Morrill is often referred to as a member of the "Twilio mafia", or startup founders that spun out of those early Twilio employees.
In 2021, Twilio CEO and co-founder Jeff Lawson authored the book Ask Your Developer. In the acknowledgments, Lawson thanks various people who both directly or indirectly contributed to Twilio's success. These influences range from his high school radio teacher to his various co-founders over the years. There are multiple Ashton Kutcher stories. And yet there is no mention of Morrill or her early DevRel team - those that significantly kickstarted Twilio's rise to prominence. Reading Lawson's account, you'd be forgiven for thinking Twilio's marketing story began with purchasing its first "Ask Your Developer" billboard along the San Francisco 101 - an event that didn't occur until 2015.
I started the ¡APIcryphal! series in an attempt to learn from and preserve the pivotal figures and personalities that made this space what it is. Founders are important, but they rarely operate in a vacuum. The danger of "founder worship" is that we lose insight into those that contribute critical pieces at crucial moments. History, as defined only by the "winner" (or founder, in this case), obscures the many, many people that created Twilio's early affinity.

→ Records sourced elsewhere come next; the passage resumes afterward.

PR #11486, opened 2025-11-25
feat: typescript SDK add live telemetry

TomChv:
Use `LiveSpanProcessor` if live trace is enabled in ts sdk telemetry.

### DIFF
--- a/sdk/typescript/src/telemetry/live_processor.ts
+++ b/sdk/typescript/src/telemetry/live_processor.ts
@@ -1,0 +1,15 @@
+import type { Context } from "@opentelemetry/api"
+import { BatchSpanProcessor, type Span } from "@opentelemetry/sdk-trace-base"
+
+/**
+ * Live span processor implementation.
+ *
+ * It's a BatchSpanProcessor whose on_start calls on_end on the underlying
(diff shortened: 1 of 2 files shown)


sdk/typescript/src/telemetry/live_processor.ts
```diff
@@ -0,0 +1,15 @@
...
+/**
+ * Live span processor implementation.
+ *
+ * It's a BatchSpanProcessor whose on_start calls on_end on the underlying
+ * SpanProcessor in order to send live telemetry.
+ */
+export class LiveProcessor extends BatchSpanProcessor {
+  // eslint-disable-next-line @typescript-eslint/no-unused-vars
+  override onStart(_span: Span, _parentContext: Context): void {
+    this.onEnd(_span)
```
eunomie, line 13: Just to be sure to understand, the idea is the `onEnd` is sending the trace, right? So by calling `onEnd` during `onStart` it forces to send them right away?

This reminds me `mvn clean` to build something in the java world 🫣

TomChv: Exactly!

Twilio, with scale, changed its focus. However, that in no way should diminish the impact that Danielle Morrill and her cohort had on the Developer-First DevRel approach - an approach still practiced by many firms today. For that, she deserves more than a blanket "to all Twilions past and present" in Twilio's retelling. I can't rewrite Lawson's book. But I can use this space to highlight Morrill's story for the next generation of API developer advocates.